The Incidence of Thromboembolic Events in Surgically Treated Ankle Fracture
References: Pelet S, Roger M., Belzile EL, & Bouchard M. (2012). The Incidence of Thromboembolic Events in Surgically Treated Ankle Fracture. The Journal of Bone and Joint Surgery, 94, 502-6.
Scientific Literature Review
Reviewed by: Renee Rodriguez, DPM
Residency Program: University Hospitals Richmond Medical Center
Ankle fractures are some of the most common types of musculoskeletal trauma confronted by the podiatric physician. While conservative measures and closed reduction may suffice in treating ankle fractures, depending on the extent of injury and the patient, at times surgical intervention proves to be the more appropriate treatment. With all surgical procedures, it is vital that the surgeon assess the patient for risk of deep venous thrombosis and pulmonary embolism. Venous thromboembolism can have serious chronic sequelae such as post-thrombotic syndrome and chronic thromboembolic pulmonary hypertension, and can even be fatal if not recognized. It is important for the podiatric surgeons to have an understanding of thromboembolic events as a means of reducing postoperative morbity and mortality.
A retrospective chart review of 2,478 patients that had undergone open reduction and internal fixation of an ankle fracture was performed. Of these, 1,540 of these patients met the inclusion criteria, which included a six month follow-up. Pilon fractures were excluded from the study, as well as polytrauma patients and patients that were already taking antithrombotic drugs. Patient that took aspirin daily were not excluded. These surgeries occurred between a period of eight years and within three different hospitals. Individual risk factors were taken into account and included neoplasia, oral contraceptives, pregnancy, blood dyscrasias, history of deep venous thrombosis or pulmonary embolics, smoking history, obesity, etc. Warfarin and low molecular weight heparin were used, along with sequential compressive devices. Deep venous thrombosis was confirmed by symptomatology, such as calf pain, and the use of Doppler ultrasonography. Pulmonary embolism was confirmed with ventilation and perfusion scintigraphy or helical computed tomography. Positive DVTs and/or PEs were correlated with individual risk factors.
Out of the 1,540 patients that met criteria, 41 patients developed DVTs, while five patients developed PEs. Two hundred fifty-three patients received heparin or warfarin during their hospital stay, and out of these patients, 2.37 percent had DVT’s and 0.4 percent had PEs. Thromboprophylaxis was given more often to those patients with bimalleolar or trimalleolar fractures. Prophylaxis was usually omitted in those patients without risk factors for DVT. There was no significant difference in thromboembolic event in patients that received antithrombotic prophylaxis and those that did not. Aspirin did not affect these rates. It was found that having more than one risk factor did not modify these results. There was no difference in rate between any of the three hospitals.

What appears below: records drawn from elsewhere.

PR #769, opened 2016-12-02
adding Netlify

fool:
Our CDN is identified by at least one of a *.netlify.com hostname or a header, "server: Netlify".


fool:
I see that you asked another PR for its PoP locations.  We have about a dozen, US+Europe+South America+Asia+Australia - more details available if needed :)

Issue #695, opened 2016-08-23
JSON Results: Request data has wrong data type


sburnicki:
This is not an urgent issue, but I open it as a reminder:
In out JSON results, most of the request data has the wrong data type and is string instead of numeric.

I guess the actual problem occurs in `LoadRequests()` in `object_detail.inc` where the values are loaded from a text file, but not being converted to an appropriate numeric type.

PR #794, opened 2017-01-22
WIP: Store sizes and times as numbers, not strings

tobli:
This is a first attempt to address #695. Some extended fields in the HAR (fields beginning with _) are represented as strings, even though they are numeric. I don't have much experience in either PHP or the WPT code base, so I'm posting this in rough form to get some initial feedback. Am I on the right track? Is it a worthwhile patch that could get accepted if polished?

The patch is based on a number of observations/assumptions:
- fields representing sizes (bytes) and times (ms) are numeric at the source (see [results.cc#L1305](https://github.com/WPO-Foundation/webpagetest/blob/cdd044d530edf147f96a32d1fac0dec63f6d2e7f/agent/wpthook/results.cc#L1305)), but as written to an intermediate text file and parsed as strings.
- some fields as conceptually booleans (e.g. _was_pushed) but are stored as 0 or 1.
- for page level extended fields (many with the same name as for assets) there's an explicit cast to int where applicable (see [page_data.inc#L367](https://github.com/WPO-Foundation/webpagetest/blob/master/www/page_data.inc#L367)).
- implicit conversion in PHP from string to number takes place when strings are used in numeric operations, leading to surprising results such as
```
                "_ttfb_start": "494",
                "_ttfb_end": 831,
```
- the unit tests (e.g. in [objectDetailTest.php#L30](https://github.com/WPO-Foundation/webpagetest/blob/master/www/tests/objectDetailTest.php#L30)) does implicit conversion between string and number, so it doesn't seem to matter if the expected result for a field is 42 and the generated result is '42', further masking the issue.


www/object_detail.inc
```diff
@@ -239,8 +291,17 @@ function LoadRequests($request_file_name) {
...
+                    if (array_key_exists($i + 1, $needed_columns) && strlen($trimmed_value)) {
+                        $request_key = $needed_columns[$i + 1];
+                        if (array_key_exists($request_key, $int_fields)) {
+                          $request[$request_key] = (int)$trimmed_value;
+                        } else if (array_key_exists($request_key, $float_fields)) {
+                          $request[$request_key] = (float)$trimmed_value;
+                        } else {
+                          $request[$request_key] = $trimmed_value;
+                        }
+                    }
```
pmeenan: Rather than a lookup table I'd rather use a runtime check to see if it is numeric like [here](http://php.net/manual/en/function.is-numeric.php#107326).

Basically turn it into this:
```php
$trimmed_value = trim($value);
if (isset($needed_columns[$i + 1]) && strlen($trimmed_value)) {
  if (is_numeric($trimmed_value)) {
    $request[$needed_columns[$i + 1]] = $trimmed_value + 0;
  } else {
    $request[$needed_columns[$i + 1]] = $trimmed_value;
  }
}
```

tobli: 👍 I'll fix and will push an update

Ultimately, the authors found that thromboembolic events after open reduction and internal fixation of ankle fractures is uncommon, with or without thromboprophylaxis. The authors acknowledge that risk factors for thromboembolic events do make one more susceptible to VTE, and must still be assessed carefully. The authors also suggest a need for prospective studies to determine the efficacy of thromboprophylaxis; hence, economic factors and complications of thromboprophylaxis were not taken into consideration. The authors admit that with low incidence of DVT/PE in this study, that they cannot justify the routine thromboprophylaxis after ankle fracture treatment.